(Stored data entries)
--------------------------------------------------

PR #5006, opened 2026-06-18
feat(download): initial implementation

### LINKED ISSUE #4949: story(download): initial implementation
### Feature Description

We want to provide a download component, which works as an anchor tag for downloading files.

Figma: https://www.figma.com/design/mWknI2rC5DJmOgRO61WKai/Lyne-Components?node-id=12009-749819&p=f&m=dev

Tech Spec:

- `<sbb-download>`
  - Inherits the `SbbLinkBaseElement` class and the `SbbIconNameMixin`
  - Can use the Sass mixins from the card module
  - Property `color: 'white' | 'milk' = 'white'`
  - Property `label: string = ''` (in rendered content defaults to basename of href)
  - Override the `renderIconName` method to add default icons based on href extension (Suggestion `switch (this.href.split('.').at(-1)) { case 'pdf: ...`)
  - Has unnamed slot for any content
  - Has internal static secondary button for the trash icon
- `<sbb-download-info>`
  - Host has display block
  - Property `type: string` (can optionally try to get the extension of the parent download href as a fallback)
  - Property `size: string` (if value contains non-number characters, render as is, if only numbers, shorten to closest B(yte) value (see SbbFileSelectorCommonElementMixin._formatFileSize))
  - Property `changed: string` which should accept an ISO8601 string
  - Property `nonAccessible: boolean` which indicates that a file is not accessible
  - Content is rendered in order: type, size, non-accessible, changed (while skipping info that has not been provided)

Examples:

```html
<sbb-download label="Name of download"></sbb-download>
```

```html
<sbb-download label="Name of download">
  Some description
</sbb-download>
```

```html
<sbb-download label="Name of download">
  <sbb-download-info ...></sbb-download-info>
</sbb-download>
```

```html
<sbb-download label="Name of download">
  Some description
  <sbb-download-info ...></sbb-download-info>
</sbb-download>
```

### Definition of Done

- [ ] Tests are implemented
- [ ] High-contrast is tested
- [ ] UX approved

feerglas:
## Preflight Checklist

## Issue

This PR Closes #4949 

## Pull request checklist

See [Review Guidelines](../docs/REVIEW.md) for more information on what is checked during the review process.

## Changes

Changes in this pull request:

- Adding initial implementation for download component

## Browsers

- [x] Firefox Desktop
- [x] Chrome Desktop
- [x] Edge Desktop
- [x] Safari Desktop
- [x] Chrome Mobile
- [x] Safari Mobile

## Screen readers

- [x] JAWS Firefox Desktop
- [x] JAWS Chrome Desktop
- [x] NVDA Firefox Desktop
- [x] NVDA Chrome Desktop
- [x] VoiceOver Safari Mobile

## Pull request type

- [ ] Bugfix
- [x] Feature
- [ ] Build related changes

- [ ] Yes
- [x] No


src/elements/download/download/download.visual.spec.ts
```diff
@@ -0,0 +1,81 @@
...
+  describeViewports,
+  visualDiffDefault,
+  visualRegressionFixture,
+} from '../../core/testing/private.ts';
+
+import type { SbbDownloadElement } from './download.component.ts';
+
+import '../../download.ts';
+
+describe(`sbb-download`, () => {
```
jeripeierSBB, line 16: Please also add test for
 - emulation of media for forced colors and dark mode
 - ellipsis case
 - hover, active and focus state.

src/elements/download/download-info/download-info.visual.spec.ts
```diff
@@ -0,0 +1,23 @@
+import { html } from 'lit';
+
+import { describeViewports, visualDiffDefault } from '../../core/testing/private.ts';
+
+import '../../download.ts';
+
+describe(`sbb-download-info`, () => {
+  describeViewports({ viewports: ['zero', 'large'] }, () => {
```
jeripeierSBB, line 17: it would be nice to create cases for all sensible properties, so concatenation is visually tested. On the other hand I see tests in download-info.spec.ts, so maybe it's ok :)

src/elements/download/download/download.visual.spec.ts
```diff
@@ -0,0 +1,81 @@
...
+      it(
+        visualDiffDefault.name,
+        visualDiffDefault.with((setup) => {
+          setup.withSnapshotElement(root);
+        }),
+      );
+    });
+
+    describe('with custom content and info', () => {
+      beforeEach(async () => {
```
jeripeierSBB: instead of a beforeEach block for only one test, you could also directly use `visualDiffDefault.withFixture()...` (check occurrences in code base).

src/elements/download/download.stories.ts
```diff
@@ -0,0 +1,318 @@
...
+  control: {
+    type: 'text',
+  },
+};
+
+const color: InputType = {
+  control: {
+    type: 'inline-radio',
+  },
+  options: ['white', 'milk'],
```
jeripeierSBB: nitpicky, but helps for potential refactorings :)
```suggestion
  options: ['white', 'milk'] satisfies SbbDownloadElement['color'][],
```

src/elements/download/download/download.component.ts
```diff
@@ -0,0 +1,138 @@
...
+    return (extension && fileExtensionIcons.get(extension)) || 'document-standard-small';
+  }
+
+  /**
+   * Auto-assigns a `sbb-download-info` placed in the unnamed slot to the
+   * dedicated `info` slot, so consumers don't have to set the slot manually.
+   */
+  private _handleSlotchange(): void {
+    for (const child of Array.from(this.children)) {
+      if (child.localName === 'sbb-download-info' && child.slot !== 'info') {
```
jeripeierSBB: Basically fine, but normally we do this (for this kind of situations) in the child components connectedCallback(). maybe the section in the readme could also be adapted?
```ts
    super.connectedCallback();
    this.slot ||= 'info';
  }
```

src/elements/download/readme.md
```diff
@@ -0,0 +1,120 @@
+The `<sbb-download>` is a component that displays a downloadable document, styled as a
```
jeripeierSBB, line 1: Nice documentation!

src/elements/download/download-info/download-info.spec.ts
```diff
@@ -0,0 +1,69 @@
...
+    expect(element.shadowRoot!.textContent!.trim()).to.be.equal('FOO, not accessible');
+  });
+
+  it('renders the size as is when it contains non-numeric characters', async () => {
+    element.size = '123 KB';
+    await waitForLitRender(element);
+    expect(element.shadowRoot!.textContent!.trim()).to.be.equal('123 KB');
+  });
+
+  it('formats a numeric size to the closest unit', async () => {
```
jeripeierSBB, line 71: I'd appreciate some more combinations here

src/elements/download/download-info/download-info.component.ts
```diff
@@ -0,0 +1,153 @@
...
+export class SbbDownloadInfoElement extends SbbElement {
+  public static override readonly elementName: string = 'sbb-download-info';
+  public static override styles: CSSResultGroup = [unsafeCSS(style)];
+
+  /**
+   * The type of the document (e.g. `PDF`). Falls back to the extension of the
+   * parent `sbb-download`.
+   */
+  @forceType()
+  @property({ reflect: true, converter: omitEmptyConverter })
```
jeripeierSBB: I think all properties in this file don't need to be reflected as they are not considered for styles.

src/elements/download/download-info/download-info.component.ts
```diff
@@ -0,0 +1,153 @@
...
+
+  /** Resolves the type, falling back to the extension of the parent download's
+   * href.
+   */
+  private _resolveType(): string {
+    if (this.type) {
+      return this.type;
+    }
+
+    const parentHref = this.closest?.('sbb-download')?.href ?? '';
```
jeripeierSBB: wondering whether it makes sense to have a method / getter in the sbb-download? So it would be the responsibility of the sbb-download to parse the href.

src/elements/download/download-info/download-info.component.ts
```diff
@@ -0,0 +1,153 @@
...
+   * case the type is redundant for assistive technology.
+   */
+  private _isTypeRedundant(): boolean {
+    const parent = this.closest?.('sbb-download');
+
+    if (!parent || parent.label) {
+      return false;
+    }
+
+    const fileName = parent.href.split(/[?#]/)[0].split('/').filter(Boolean).at(-1) ?? '';
```
jeripeierSBB: looks like a duplication of line 61?

src/elements/download/download-info/download-info.component.ts
```diff
@@ -0,0 +1,153 @@
...
+      return '';
+    }
+
+    const date = new Date(this.changed);
+
+    if (Number.isNaN(date.getTime())) {
+      return this.changed;
+    }
+
+    return new Intl.DateTimeFormat(this._language.current, {
```
jeripeierSBB: We should use the dateAdapter to be consistent with other date related components

src/elements/download/download-info/download-info.component.ts
```diff
@@ -0,0 +1,153 @@
...
+      month: '2-digit',
+      day: '2-digit',
+    }).format(date);
+  }
+
+  protected override render(): TemplateResult {
+    const separator = ', ';
+    const type = this._resolveType();
+    const items = [
+      this._resolveSize(),
```
jeripeierSBB: Normally we pre-render the values in the dedicated setter / requestUpdate() or willChange(). With the current solution, for every re-render all the values need to be calculated.

src/elements/download/download-info/download-info.spec.ts
```diff
@@ -0,0 +1,69 @@
...
+    expect(element.shadowRoot!.textContent!.trim()).to.be.equal('not-a-date');
+  });
+
+  it('falls back to the parent download extension as type', async () => {
+    const download = await fixture(html`
+      <sbb-download href="files/report.pdf">
+        <sbb-download-info></sbb-download-info>
+      </sbb-download>
+    `);
+    const info = download.querySelector<SbbDownloadInfoElement>('sbb-download-info')!;
```
jeripeierSBB, line 142: Should not be needed for correct typing
```suggestion
    const info = download.querySelector('sbb-download-info')!;
```

src/elements/download/download-info/download-info.spec.ts
```diff
@@ -0,0 +1,69 @@
...
+    await waitForLitRender(info);
+    expect(info.shadowRoot!.textContent!.trim()).to.be.equal('PDF');
+  });
+});
```
jeripeierSBB, line 187: I recommend to also test moving an info between different downloads with different extensions. in this case, the type should be updated accordingly. I feel (not tested) that with the current implementation, this doesn't work.

src/elements/download/download/download.component.ts
```diff
@@ -0,0 +1,138 @@
...
+  @property({ reflect: true }) public accessor color: 'white' | 'milk' = 'white';
+
+  /** The label of the download. Defaults to the file name of the `href`. */
+  @forceType()
+  @property({ converter: omitEmptyConverter })
+  public accessor label: string = '';
+
+  /**
+   * The download behavior is always enabled and handled internally, therefore
+   * this property cannot be disabled and is not reflected to the host element.
```
jeripeierSBB, line 69: with `@internal` we could also completely hide it from documentation

src/elements/download/download/download.component.ts
```diff
@@ -0,0 +1,138 @@
...
+   */
+  @forceType()
+  @property({ type: Boolean, reflect: false })
+  public override accessor download: boolean = true;
+
+  protected override willUpdate(changedProperties: PropertyValues<this>): void {
+    super.willUpdate(changedProperties);
+
+    // The download behavior is always enabled; consumers must not be able to disable it.
+    this.download = true;
```
jeripeierSBB: should we really always set it back to true? We can consider this a consumer fault if someone sets it to false. I think we should use a setter / getter and ignore values in setter and always return true in the getter.

src/elements/download/download/download.scss
```diff
@@ -0,0 +1,69 @@
+@use '../../core/styles' as sbb;
```
jeripeierSBB, line 1: Is the hover transition applied? By manual testing it feels hard (I can be wrong!) I think a 1px shift on hover of the content (like in the card) is missing?

src/elements/download/download/download.scss
```diff
@@ -0,0 +1,69 @@
...
+@use '../../card/card.global' as card;
+
+:host {
+  @include card.variables--global;
```
jeripeierSBB, line 7: What is the case that we need to re-include global variables? nesting?

src/elements/download/download/download.scss
```diff
@@ -0,0 +1,69 @@
...
+  @include sbb.ellipsis;
+
+  font-weight: bold;
+  color: var(--sbb-download-label-color);
+}
+
+// Custom slotted content and the `sbb-download-info` share the same style
+.sbb-download__custom-content,
+.sbb-download__info {
+  @include sbb.text-xxs;
```
jeripeierSBB: We should only include the minimal needed styles.
```suggestion
  line-height: var(--sbb-typo-line-height-text);
  letter-spacing: var(--sbb-typo-letter-spacing-text);
  font-size: var(--sbb-text-font-size-xxs);
```

src/elements/download/download/download.spec.ts
```diff
@@ -0,0 +1,125 @@
+import { assert, expect } from '@open-wc/testing';
```
jeripeierSBB, line 1: nice set of tests!

jeripeierSBB (commented):
Nice work! I left some some ideas to improve or fix.

src/elements/download/download-info/download-info.component.ts
feerglas: obsolete after refactor

src/elements/download/download-info/download-info.spec.ts
feerglas: oh wow, good catch @jeripeierSBB, indeed this was an issue ! fixed it by calling requestUpdate in the connectedCallback

src/elements/download/download/download.component.ts
feerglas: this doesn't seem to work. any suggestions or should i leave it as is @jeripeierSBB ?

src/elements/download/download/download.scss
feerglas: good catch @jeripeierSBB . I thought about the case when a download-component is included in another card-like element: in such cases, it would inherit the parent card's overriden values. or am i wrong? does it make sense?

src/elements/download/download/download.component.ts
```diff
@@ -0,0 +1,124 @@
+import { type CSSResultGroup, html, type TemplateResult, unsafeCSS } from 'lit';
```
jeripeierSBB: I forgot one case: When the href on the download component changes, the download info should update. for that I recommend to use the SbbPropertyWatcherController in the download-info component. Please also add a test for that case.

src/elements/download/download/download.scss
jeripeierSBB: yeah maybe it's that case that should be covered. Could you add a visual test, so the line makes sense somewhere ;)

src/elements/download/download/download.visual.spec.ts
```diff
@@ -0,0 +1,96 @@
+import { html, type TemplateResult } from 'lit';
```
jeripeierSBB, line 1: The icons used in this tests need to be preloaded (tools/web-test-runner/preload-icons.ts). See https://lyne-components-visual-regression-diff-pr5006.app.sbb.ch/compare/sbb-download/color=milk-emulateMedia=(forcedColors=false-darkMode=false)_active as example

src/elements/download/download/download.component.ts
jeripeierSBB: You are right, it's not possible to make a derived property internal. We keep your solution :)

jeripeierSBB (changes requested):
Excellent code quality, almost done.

src/elements/download/download/download.component.ts
feerglas: good catch, forgot about that

jeripeierSBB (approved):
LGTM. Thank you!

--------------------------------------------------

**EXERCISE OBJECTIVE**
Only the lines above starting at the one containing "- [x] Firefox Desktop" and ending at the one containing "jeripeierSBB, line 17: it", both included, are to be returned, exactly as they read.

**ANSWER SECTION**
- [x] Firefox Desktop
- [x] Chrome Desktop
- [x] Edge Desktop
- [x] Safari Desktop
- [x] Chrome Mobile
- [x] Safari Mobile

## Screen readers

- [x] JAWS Firefox Desktop
- [x] JAWS Chrome Desktop
- [x] NVDA Firefox Desktop
- [x] NVDA Chrome Desktop
- [x] VoiceOver Safari Mobile

## Pull request type

- [ ] Bugfix
- [x] Feature
- [ ] Build related changes

- [ ] Yes
- [x] No


src/elements/download/download/download.visual.spec.ts
```diff
@@ -0,0 +1,81 @@
...
+  describeViewports,
+  visualDiffDefault,
+  visualRegressionFixture,
+} from '../../core/testing/private.ts';
+
+import type { SbbDownloadElement } from './download.component.ts';
+
+import '../../download.ts';
+
+describe(`sbb-download`, () => {
```
jeripeierSBB, line 16: Please also add test for
 - emulation of media for forced colors and dark mode
 - ellipsis case
 - hover, active and focus state.

src/elements/download/download-info/download-info.visual.spec.ts
```diff
@@ -0,0 +1,23 @@
+import { html } from 'lit';
+
+import { describeViewports, visualDiffDefault } from '../../core/testing/private.ts';
+
+import '../../download.ts';
+
+describe(`sbb-download-info`, () => {
+  describeViewports({ viewports: ['zero', 'large'] }, () => {
```
jeripeierSBB, line 17: it would be nice to create cases for all sensible properties, so concatenation is visually tested. On the other hand I see tests in download-info.spec.ts, so maybe it's ok :)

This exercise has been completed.